Published on: 23rd June, 2021

Meet this week’s guest before the episode airs! Dr Bruce M. Beehler (born October 11, 1951 in Baltimore) is an ornithologist and research associate of the Bird Division of the Smithsonian Institution's National Museum of Natural History. Prior to this appointment, Beehler worked for Conservation International, the Wildlife Conservation Society, Counterpart International, and the National Fish and Wildlife Foundation.

Bruce Beehler graduated from Williams College and received his Masters and PhD studying the behavioral ecology of the birds-of-paradise at Princeton University.[1]

He has been an authority on New Guinea birds for several decades, having authored or co-authored several major works on the biodiversity this, the largest tropical island, including The Birds of Paradise (1998), The Birds of New Guinea (1986, 2015) and the two-volume Ecology of Papua (2007).

To the general public, Beehler is best known for having co-led a widely published rapid assessment survey on biological diversity in 2005 to the Foja Mountains, Papua, where he, together with an international team of 11 scientists, the majority from the Indonesian Institute of Sciences (LIPI), made a number of scientific discoveries.

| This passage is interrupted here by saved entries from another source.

PR #2215, opened 2018-06-12
Always throw errors on failure on critical connection in router executor

### LINKED ISSUE #2214: Reference table mid-transaction failure may cause shardstate 3 and PANIC
It seems we don't check whether a connection is marked as critical in the SELECT logic and could therefore ignore an error that follows a reference table write and ultimately try to mark the placement as inactive due to the failure. In that case, Citus throws an error in the commit handler, which causes a panic, but only after the shard placement state has already been updated to 3.

```
BEGIN;
UPDATE ref SET b = 3;                                                                                                                                                   
-- fail a worker node 
SELECT * FROM ref;                                                                                                                                                      
WARNING:  terminating connection due to administrator command
 a │ b 
───┼───
(0 rows)

END;
WARNING:  AbortTransaction while in COMMIT state
ERROR:  failure on connection marked as essential: localhost:9701
PANIC:  cannot abort transaction 3377, it was already committed
```

marcocitus:
Fixes #2214 

Citus currently doesn't throw an error when a failure occurs in the router executor on a connection that was marked as critical. This can cause transactions to incorrectly proceed after a failure on a connection that's supposed to complete a 2PC due to commands earlier in the transaction. The commit handler is not ready for that situation and panics.

This PR fixes it by checking whether the connection is critical when an error response is returned, or throwing an error immediately if a connection failure occurs.

As a side-effect, this also caused some error messages in queries with CTEs to become more meaningful.

I've also defensively moved the call to `CheckTransactionHealth` out of `CoordinatedRemoteTransactionsCommit` because that created a code path where we could throw an error in the commit handler.

### DIFF
--- a/src/backend/distributed/executor/multi_router_executor.c
+++ b/src/backend/distributed/executor/multi_router_executor.c
@@ -1418,18 +1418,18 @@ SendQueryInSingleRowMode(MultiConnection *connection, char *query,
 
 	if (querySent == 0)
 	{
-		const bool raiseErrors = false;
+		const bool raiseIfTransactionIsCritical = true;
 
-		HandleRemoteTransactionConnectionError(connection, raiseErrors);
+		HandleRemoteTransactionConnectionError(connection, raiseIfTransactionIsCritical);
 		return false;
 	}
 
 	singleRowMode = PQsetSingleRowMode(connection->pgConn);
 	if (singleRowMode == 0)
 	{
-		const bool raiseErrors = false;
+		const bool raiseIfTransactionIsCritical = true;
 
-		HandleRemoteTransactionConnectionError(connection, raiseErrors);
+		HandleRemoteTransactionConnectionError(connection, raiseIfTransactionIsCritical);
 		return false;
 	}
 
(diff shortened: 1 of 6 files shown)


onderkalaci:
Just FYI: This seems like a good candidate to add a test using the new failure testing framework. We have not checked in the failure testing framework, but, after we merge this PR, it should be easy to add a test via a new PR as #2212

src/backend/distributed/executor/multi_router_executor.c
```diff
@@ -1581,7 +1585,8 @@ StoreQueryResult(CitusScanState *scanState, MultiConnection *connection,
 			category = ERRCODE_TO_CATEGORY(ERRCODE_INTEGRITY_CONSTRAINT_VIOLATION);
 			isConstraintViolation = SqlStateMatchesCategory(sqlStateString, category);
 
-			if (isConstraintViolation || failOnError)
+			if (isConstraintViolation || failOnError ||
```
pykello: `failOnError` is misnamed here, since there are cases that this can be `false` but we still fail. We should at least update the comments for `StoreQueryResult()` and `ConsumeQueryResult()`.

marcocitus:
Note: I did some renaming based on Hadi's feedback, but only the first 3 commits should be backported.

PR #2218, opened 2018-06-13
refactor grantee serialization for reuse

thanodnl:
Its a common pattern to serialize `RoleSpec *` back to its SQL form. By extracting it to its own function we can reuse it.

Also there might be a difference in the value of `SESSION_USER` between the coordinator and a worker when `SET ROLE ...;` has been used on the coordinator. Therefore we resolve `SESSION_USER` and `CURRENT_USER` to its value on during execution on the coordinator to the actual user.

### DIFF
--- a/src/backend/distributed/executor/multi_utility.c
+++ b/src/backend/distributed/executor/multi_utility.c
@@ -3514,7 +3514,7 @@ PlanGrantStmt(GrantStmt *grantStmt)
 		}
 	}
 
-	/* deparse the privileges */
+	/* deparse the grantees */
 	isFirst = true;
 	foreach(granteeCell, grantStmt->grantees)
 	{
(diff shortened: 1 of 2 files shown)


src/backend/distributed/executor/multi_utility.c
```diff
@@ -3671,6 +3657,46 @@ CollectGrantTableIdList(GrantStmt *grantStmt)
 }
 
 
+/*
+ * RoleSpecString resolves the role specification to its string form that is suitable for transport to a worker node.
+ * This function resolves the following identifiers from the current context so they are safe to transfer.
+ *
+ * CURRENT_USER - resolved to the user name of thecurrent role being used
```
marcocitus: thecurrent -> the current

PR #2220, opened 2018-06-14
Track relation accesses using the connection management infrastructure

onderkalaci:
Similar to #2203.

But this time we use Citus' own infrastructure as opposed to using PostgreSQL's locks. Considering the downsides of using PostgreSQL locks, we'd probably want to go with this approach.

Missing things:

- [x] Inter shard ddl commands should cover left relationId as well as right relation id
- [x] `TRUNCATE` should be `DDL` access considering our purposes
- [x] Test `create_distributed_table()` with data loading
- [x] Test querying partitioned tables. What is the expected thing to do? Should we add its partitions to the list?
- [x] Are there any other queries that I've missed? -- I'm skipping task-tracker at all since they don't work in a transaction block
    - [x] Modifying CTEs w/wout SELECTs
- [x] Fix PG 9.6 tests.


src/backend/distributed/transaction/multi_shard_transaction.c
```diff
@@ -109,9 +109,22 @@ OpenTransactionsForAllTasks(List *taskList, int connectionFlags)
...
-			/* add additional placement accesses for subselects (e.g. INSERT .. SELECT) */
-			placementSelectList = BuildPlacementSelectList(shardPlacement->groupId,
-														   task->relationShardList);
+			if (accessType == PLACEMENT_ACCESS_DDL)
+			{
+				/*
+				 * All relations appearing inter-shard DDL commands should be marked
+				 * with DDL access.
+				 */
+				placementSelectList = BuildPlacementDDLList(shardPlacement->groupId,
```
marcocitus: the `SelectList = ... DDLList` is a little confusing, maybe `placementReadList`

src/backend/distributed/transaction/relation_access_tracking.c
```diff
@@ -0,0 +1,381 @@
...
+{
+	RecordParallelRelationAccess(relationId, PLACEMENT_ACCESS_DDL);
+}
+
+
+/*
+ * RecordParallelRelationAccess records the relation access mode as parallel
+ * for the given access type (e.g., select, dml or ddl) in the RelationAccessHash.
+ *
+ * The function becomes no-op for non-transaction blocks
```
marcocitus: what about modifying CTEs?

src/backend/distributed/transaction/relation_access_tracking.c
```diff
@@ -0,0 +1,381 @@
...
+	hashEntry->relationAccessMode |= (1 << (accessType));
+}
+
+
+/*
+ * RecordRelationMultiShardSelectAccessForTask goes over all the relations
+ * in the relationShardList and records the select access per each table.
+ */
+void
+RecordRelationMultiShardSelectAccessForTask(Task *task)
```
marcocitus: What's the difference between Parallel and MultiShard in the naming?

src/backend/distributed/transaction/relation_access_tracking.c
onderkalaci: That's a very good point. I think in general I missed modifying `CTE`s in this implementation.

At first, I thought we could use `InCoordinatedTransaction()` instead of `IsTransactionBlock ()`, however, that also doesn't solve all of our problems, because if we do so, we'd skip the first `SELECT` statements which are router, because we don't call `BeginOrContinueCoordinatedTransaction()` for router selects.

```SQL
BEGIN;
SELECT count(*) FROM reference_Table;
DELETE from dist_table;
```

Also, using `InCoordinatedTransaction()` instead of `IsTransactionBlock()` would add some overhead for non-cte multi-shard queries, where we'd unnecessarly hit the hash tables.

Overall, seems like we should use `InCoordinatedTransaction() || IsTransactionBlock()`  to preserve the correctness, acknowledging the overhead. (I'm not too worried about the overhead since its a very simple hash lookup for and `Oid->int` mapping.)

Does that sound reasonable? Or, do you have any other ideas?

marcocitus: sounds reasonable

src/backend/distributed/commands/multi_copy.c
```diff
@@ -2311,6 +2313,21 @@ CitusCopyDestReceiverReceive(TupleTableSlot *slot, DestReceiver *dest)
 											   &shardConnectionsFound);
 	if (!shardConnectionsFound)
 	{
+		/*
+		 * Keep track of multi shard accesses before opening connection
+		 * the second shard.
```
marcocitus: maybe add: on the same node

marcocitus: no wait, it's global, nvm

src/backend/distributed/transaction/relation_access_tracking.c
marcocitus: Actually, the `SELECT count(*) FROM reference_Table;` shouldn't really affect anything since it's outside of the transaction so it doesn't hold locks.

onderkalaci: That's true, but, it'd probably a little bit confusing. Because we're explicitly naming things with `RecordRelationAccess*`, and as a reader, the default expectation would probably be to see all the relation accesses. 

(Btw I've done some benchmarks locally, and I haven't observed any performance overhead. I think it's negligible. I'll do some proper benchmarks once we've all the pieces for fkey to reference tables)

(I cannot easily see any future use-cases for this relation accesses infrastructure, but, if we need to use it in the future, this could be confusing for sure).

That said, I have a slight preference to keep this as-is for now. Does that work for you?

marcocitus:
woah, appveyor passed, this must be good :)

src/backend/distributed/transaction/relation_access_tracking.c
```diff
@@ -0,0 +1,529 @@
...
+{
+	hash_delete_all(RelationAccessHash);
+}
+
+
+/*
+ * Allocate RelationAccessHash.
+ */
+void
+AllocateRelationAccessHash()
```
marcocitus: Iirc, some compilers complain without void in between the parentheses

src/backend/distributed/transaction/relation_access_tracking.c
```diff
@@ -0,0 +1,529 @@
...
+{
+	HASHCTL info;
+	uint32 hashFlags = 0;
+
+	memset(&info, 0, sizeof(info));
+	info.keysize = sizeof(RelationAccessHashKey);
+	info.entrysize = sizeof(RelationAccessHashEntry);
+	info.hash = tag_hash;
+	info.hcxt = ConnectionContext;
```
marcocitus: Optional: It might be slightly safer to recreate the hash table for every transaction in a transaction context. It's not necessarily slower because resetting a memory context is faster than deleting individual elements.

src/backend/distributed/transaction/relation_access_tracking.c
```diff
@@ -0,0 +1,529 @@
...
+				ColocatedShardIdInRelation(partitionOid, shardIndex);
+			partitionShardPlacementList = ShardPlacementList(partitionShardId);
+
+			foreach(partitionCell, partitionShardPlacementList)
+			{
+				ShardPlacement *shardPlacement =
+					(ShardPlacement *) lfirst(partitionCell);
+
+				/* recursively record all relation accesses of its partitions */
+				AssociatePlacementAccessWithRelation(shardPlacement, accessType);
```
marcocitus: I'm a bit confused as to why we need to do this for all placements, since we ultimately only care about the relationId.

src/backend/distributed/transaction/relation_access_tracking.c
```diff
@@ -0,0 +1,529 @@
...
+			List *partitionShardPlacementList = NIL;
+			ListCell *partitionCell = NULL;
+
+			/*
+			 * During create_distributed_table, the partitions may not
+			 * have been created yet.
+			 */
+			if (!IsDistributedTable(partitionOid))
+			{
+				continue;
```
marcocitus: Might be worth adding a comment about why not registering is ok (we'll still register when we distribute the partitions).

src/backend/distributed/transaction/relation_access_tracking.c
onderkalaci: That's true, looping on the `placementList` is unnecessary.

But, I preferred to recursively call `AssociatePlacementAccessWithRelation ()` to be able to support multi-level partitioned tables. 

(though we currently don't support those). I thought if we one day decide to implement that, this would probably be forgotten.

I added some comment about that.

src/backend/distributed/transaction/relation_access_tracking.c
onderkalaci: added

src/backend/distributed/transaction/relation_access_tracking.c
```diff
@@ -0,0 +1,532 @@
...
+			partitionShardPlacementList = ShardPlacementList(partitionShardId);
+			partitionInitialShardPlacement =
+				(ShardPlacement *) linitial(partitionShardPlacementList);
+
+			/*
+			 * Recursively record all relation accesses of its partitions. Note that
+			 * we prefer to recursively call AssociatePlacementAccessWithRelation()
+			 * to support multi-level partitioned tables.
+			 */
+			AssociatePlacementAccessWithRelation(partitionInitialShardPlacement,
```
marcocitus: What if we split this function into 2? One that takes a shardId and a wrapper that takes a placement. Then we can call the former recursively without having to look up placement metadata.

src/backend/distributed/transaction/relation_access_tracking.c
```diff
@@ -0,0 +1,539 @@
...
+ * AssociateShardAccessWithRelation associates the shard access to the
+ * distributed relation that the shard belongs to.
+ *
+ * We implemented this function to prevent accessing placement metadata during
+ * recursive calls of the function itself.
+ */
+static void
+AssociateShardAccessWithRelation(uint64 shardId, ShardPlacementAccessType accessType)
+{
+	Oid relationId = RelationIdForShard(shardId);
```
marcocitus: now it strikes me that we could even skip the call to ColocatedShardIdInRelation if this function took a relationId instead

src/backend/distributed/master/master_stage_protocol.c
```diff
@@ -531,8 +547,38 @@ CreateShardsOnWorkers(Oid distributedRelationId, List *shardPlacements,
...
+			parentRelationShard->shardId =
+				ColocatedShardIdInRelation(parentRelationShard->relationId, shardIndex);
+			partitionRelationShard->relationId = distributedRelationId;
+			partitionRelationShard->shardId = shardId;
+
+			relationShardList = list_make2(parentRelationShard, partitionRelationShard);
+			placementAccessList = BuildPlacementDDLList(shardPlacement->groupId,
+														relationShardList);
+
+			connection = GetPlacementListConnection(connectionFlags, placementAccessList,
```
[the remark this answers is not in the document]
marcocitus: (best left to a separate PR if we decide to address it)

src/backend/distributed/transaction/relation_access_tracking.c
onderkalaci: makes sense, done.

src/backend/distributed/master/master_stage_protocol.c
```diff
@@ -518,6 +521,19 @@ CreateShardsOnWorkers(Oid distributedRelationId, List *shardPlacements,
 		CoordinatedTransactionUse2PC();
 	}
 
+	/* mark parallel relation accesses before opening connections */
+	if (ShouldRecordRelationAccess() && useExclusiveConnection)
+	{
+		RecordParallelDDLAccess(distributedRelationId);
+
+		/* we should mark the parent as well */
+		if (alterTableAttachPartitionCommand != NULL)
```
mtuncer: @onder @marcocitus this was to check if the distributed table is a partition of another distributed table. Right ?

src/backend/distributed/master/master_stage_protocol.c
```diff
@@ -531,8 +547,38 @@ CreateShardsOnWorkers(Oid distributedRelationId, List *shardPlacements,
...
 
-		connection = GetPlacementConnection(connectionFlags, shardPlacement,
-											placementOwner);
+		/*
+		 * For partitions, make sure that we mark the parent table relation access
+		 * with DDL. This is only important for parallel relation access in transaction
+		 * blocks, thus check useExclusiveConnection and transaction block as well.
+		 */
+		if ((ShouldRecordRelationAccess() && useExclusiveConnection) &&
+			alterTableAttachPartitionCommand != NULL)
```
mtuncer: same here (alterTableAttachPartitionCommand != NULL) meaning this table is a partition of a distributed partitioned table.

src/backend/distributed/master/master_stage_protocol.c
marcocitus: Yes, this should use the function call instead.

mtuncer:
@onderkalaci @marcocitus do we need DESCRIPTION ?

furkansahin:
@onderkalaci @marcocitus Do we need a DESCRIPTION?

marcocitus:
No, it's infrastructure for foreign keys to reference tables.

The findings on this survey expanded on previous research conducted in the region by Dr. Jared Diamond in the late 1970s and early 1980s. Beehler and colleagues, however, returned with the first ever photographs of two species of birds, the bronze parotia (Parotia berlepschi) and the golden-fronted bowerbird (Amblyornis flavifrons), that previously were known only from a few specimens. Additionally, a previously unknown species of honeyeater was discovered, it being scientifically described in 2007 as the wattled smoky honeyeater (Melipotes carolae). The specific epithet, carolae, commemorates Carol Beehler, the wife of Bruce Beehler. Together with a team from 60 Minutes, Beehler returned to the Foja Mountains in 2007, resulting in the first ever filming of several of the species discovered in 2005, as well as encounters with an undescribed giant rat (Mallomys sp.) and a tiny pygmy possum (Cercartetus sp.)